Your task:
Return, from the lines below, each one that includes the word "result".

[[ Input data, beginning ]]

Issue #892, opened 2018-07-13
Clarify JavaScript installation instructions that GOV.UK Frontend should be initialised at before the '<body>'


nickcolley:
Currently it's easy to interrupt the instructions to put your script in the `<head>` of your page, this will block render and may result in issues.

We instead want uses to put them at the end of their document, we should update the documentation to make this clear:

https://github.com/alphagov/govuk-frontend/blob/master/docs/installation/installing-with-npm.md#option-1-include-javascript

PR #923, opened 2018-07-23
Clarify where Javascript should be included

igloosi:
Update documentation to specify that Javascript should be included before the closing `</body>` tag and not in the `<head>`

Fixes: https://github.com/alphagov/govuk-frontend/issues/892
Trello ticket: https://trello.com/c/yrYI7eWq/1220-2-clarify-javascript-installation-instructions-that-govuk-frontend-should-be-initialised-at-before-the-body

### DIFF
--- a/docs/installation/installing-with-npm.md
+++ b/docs/installation/installing-with-npm.md
@@ -127,9 +127,14 @@ Include the `node_modules/govuk-frontend/all.js` script on your page. You might 
 
 To initialise all components, use the `initAll` function.
 
+JavaScript in GOV.UK Frontend requires HTML to be parsed first by the browser before it is initialised. Because of this, make sure you include the script before the closing `</body>` tag.
+Including the script elsewhere will stop components from functioning or displaying correctly.
+
 ```html
-<script src="path-to-assets/govuk-frontend/all.js"></script>
-<script>window.GOVUKFrontend.initAll()</script>
+    <script src="path-to-assets/govuk-frontend/all.js"></script>
+    <script>window.GOVUKFrontend.initAll()</script>
+  </body>
+</html>
 ```
 
 #### Initialise individual included components


igloosi:
thanks @amyhupe . updated. let's have devs look at it as well

docs/installation/installing-with-npm.md
```diff
@@ -127,9 +127,13 @@ Include the `node_modules/govuk-frontend/all.js` script on your page. You might
 
 To initialise all components, use the `initAll` function.
 
+JavaScript in GOV.UK Frontend requires HTML to be first parsed by the browser, otherwise it will block render. This may stop components from functioning or displaying correctly. To avoid this, make sure you include the script before the closing `</body>` tag.
```
36degrees: As I understand it, the main reason it's important for users to include it at the end of their document is because we're not wrapping our init up in a `documentReady`, so it'll only affect elements that are already part of the DOM when the script is run?

Do we want to be clearer about this?

At the minute, it sounds like the most important reason is that it affects performance and that it _might_ result in your components not working, but actually we _know_ that it _will_ result in components not being initialised, and that it _might_ impact performance.

igloosi: reworded to make it more explicit

docs/installation/installing-with-npm.md
```diff
@@ -127,9 +127,14 @@ Include the `node_modules/govuk-frontend/all.js` script on your page. You might
 
 To initialise all components, use the `initAll` function.
 
+JavaScript in GOV.UK Frontend requires the DOM to be parsed first by the browser before it is initialised. Because of this, make sure you include the script before the closing `</body>` tag.
```
nickcolley: Not blocking:

I think the DOM is a parsed representation of the HTML document, so the browser parses the HTML into the DOM, rather than parsing the DOM directly?

36degrees:
Makes sense to me, though it'd be good to address Nick's comment if possible. @amyhupe are you happy with the revised version?

docs/installation/installing-with-npm.md
igloosi: i've amended the wording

[[ Input data, end ]]

Solution to the problem:
Currently it's easy to interrupt the instructions to put your script in the `<head>` of your page, this will block render and may result in issues.
At the minute, it sounds like the most important reason is that it affects performance and that it _might_ result in your components not working, but actually we _know_ that it _will_ result in components not being initialised, and that it _might_ impact performance.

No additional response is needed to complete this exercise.